No one should ignore the deaths that the virus has caused or is likely to cause before this particularly ugly pandemic has receded. As we currently approach some 70,000 deaths in the US caused by COVID-19, we are unpleasantly reminded that an ounce of prevention is better than a pound of cure. That said, adequate preparation for rare events is not particularly a virtue that Government has demonstrated. On the contrary, Government has been caught out more frequently than not when confronted with a rapid change in geopolitics, pandemics, or rapid technological change. That is in the nature of a free state governed by modest checks and balances. There will always be new dangers and questionable responses. Freedom is not a free lunch. We pay for our freedom by allowing multiple sources of information…and the threat that is insidious is to suppress the vast amounts of information that markets provide merely by their operation. Government may be a poor example of a first responder.

There are always post event claims of the “gurudom,” voices unlistened to at an early time, but Government is always and anywhere a late starter and then an information suppressor. Risk management occurs in private business because of the necessity of a budget restraints and the claims of equity and debt holders on current earnings coupled to the limits of corporate saving. That is how it should be. Failure in corporate or personal business is a great, even if unplanned, source of innovation. Yet, innovation is the mechanism that produces a better life for our specie. We learn, often through tragic circumstances, where not to reside, which natural flora and fauna are dangerous to our health, and which devices are likely to help us when we are surrounded by dangers to our survival. We do it piecemeal, and the uphill road to knowledge and control is fraught with many setbacks. However, the human condition is built on learning and progressing diversified by our experience in many different environments. That cumulative learning curve is our human history..

In military affairs, the State is often the driver of technology change, but there too, the State stumbles and often goes down roads to dead ends. In the worst of cases, we see the State collapse when it cannot marshal sufficient technologies or manpower or bureaucratic organization to overcome its adversaries. That is an important historical marker that should caution us to rely solely on the State organization of science, technology, production, and distribution. There is simply no way centralized government planning can duplicate the massive information production and distribution that a myriad of private markets provides nor the ever-present incentives to innovate when sufficient information is available. State planning often relies on very imperfect information and then commits vast quantities of resources chasing down roads to nowhere.

While it is true that there some counterexamples to these State-generated failures, it is more often than that States bury false moves and strategies until the light of historical research finally highlights them…often generations later. Sometimes, we attribute these cover-ups as the result of poor leadership, but that is truly another kind of error. With the power to marshal State resources, most leaders that go down false paths do not willingly provide evidence of their errors and there is no market response that normally would be self-correcting when error produces loss. In the most violent examples, States that find individuals who disagree with policy or judgment calls on the direction of technology or strategy use State violence to suppress alternative interpretations of facts and policies. Stalin murdered Tukhachevsky—his erstwhile former leading general of WWI—-prior to the advent of WWII. While the US doesn’t murder dissident military leaders, it does punish those out of step leaders who want to pursue alternatives not endorsed by the current ruling military clique. Hello Billy Mitchell, and George Patton—-you have great company with Winston Churchill.

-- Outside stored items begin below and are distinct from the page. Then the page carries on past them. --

PR #63, opened 2022-11-02
Use a separate call to queryString for the query parameters that thei…

samadpaydar3:
The generated code uses a single call to queryString method to set the query parameters in the url
There are two versions of this method in [kong.unirest.Path](https://github.com/Kong/unirest-java/blob/main/unirest/src/main/java/kong/unirest/Path.java):

1. one that takes an argument of type **Map<String, Object>**
2. one that takes two arguments (queryParameterName, and a collection of its values).

Now, the problem is that the code-generator generates a single call to queryString method, which is actually calling the first version of the method, and this method cannot handle query parameters that their value is an array. For such query parameters, it is needed to use the second version of the queryString method.

Our getEntryListing api has a query parameter named **fields**, which its value is a string array.

So, **the fix is to** update the code-generator to generate a separate call to queryString method, for each query parameter that its type is an array. For all the rest of the query parameters, a single call to the queryString is enough.

A new integration test is added to use getEntryListing api with fields, as all the previous tests use null for this parameter.

### DIFF
--- a/src/main/java/com/laserfiche/repository/api/clients/impl/ApiClient.java
+++ b/src/main/java/com/laserfiche/repository/api/clients/impl/ApiClient.java
@@ -13,7 +13,9 @@ import kong.unirest.Headers;
 import kong.unirest.UnirestInstance;
 import org.threeten.bp.OffsetDateTime;
 
+import java.util.ArrayList;
 import java.util.HashMap;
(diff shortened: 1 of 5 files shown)


lf-jason-jia (approved):
Thanks for finding that API!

That is the nature of Government—-it severely punishes dissenters within. Furthermore, it is hard for Government to finance and nurture alternative paths under the duress of military survival—-precisely what markets do every day. Great discoveries come from mavericks who throw out conventional wisdom because their failures are personal, not societal. Government failure can be societal precisely because once we hand over markets to Government, there are few outside alternatives to the Government ”truth!”

That is where the real danger lies today. Ironically, in spite of manifold distortions of truth and information, even this much criticized Administration has created, albeit by default, some remedy to overall Government takeover. Our Federal system allows, in fact, commands, many sources of alternative information and activity. Those politicians who demand a National Policy for fighting the corona virus miss the virtue of multiple attempts by State and local leaders—-and that provides an unending stream of useful information over what works and what fails. This administration has stumbled into the virtues of multi-pronged efforts by State governments probably because of its own lack of risk management much earlier in the game. Unfortunately, the current wisdom was that Lockdown was the appropriate death-mitigation model. That may turn out to be a half-truth if we find that restarting the American economy becomes a painful experience.

In the long postmortem on failed Viet Nam strategies, many military historians concluded that the massive firepower of the Westmoreland approach was inappropriate and devastatingly counterproductive. Early attempts at small local groups invested in the local communities—-a strategy vigorously asserted by our then chief of the Marine Corp—was squelched by the Johnson administration in favor of massive aerial bombing and huge suppression of the Viet Cong by tanks and napalm.2 Protecting the people from the Viet Cong was abandoned by a fixation on body counts. That massive kill strategy ignored the politics of collateral damage.

The US has finally learned that massive power projections often have countervailing downsides. We now try with small groups of tactically distributed forces in Iraq, Afghanistan and Syria, with much better results and much lower collateral costs. We do learn—-but it is a painful learning experience for both for our military forces and for the residents of countries torn apart by conflict.

Somehow, whether because of crony capitalism or national leadership failure, it seems there are now prospects of utilizing markets to deal with the treatment and vaccine development to fight COVID-19. By default, we are unleashing many non-governmental firms to search out the myriad of possible pharmaceutical answers to this pandemic. It is highly probable that we will learn more quickly with less direct expense than by a massive single effort by our national government agencies. That is what markets are good at. They sort out multiple paths. They follow small bits of information that possibly can be profitable as well as efficacious.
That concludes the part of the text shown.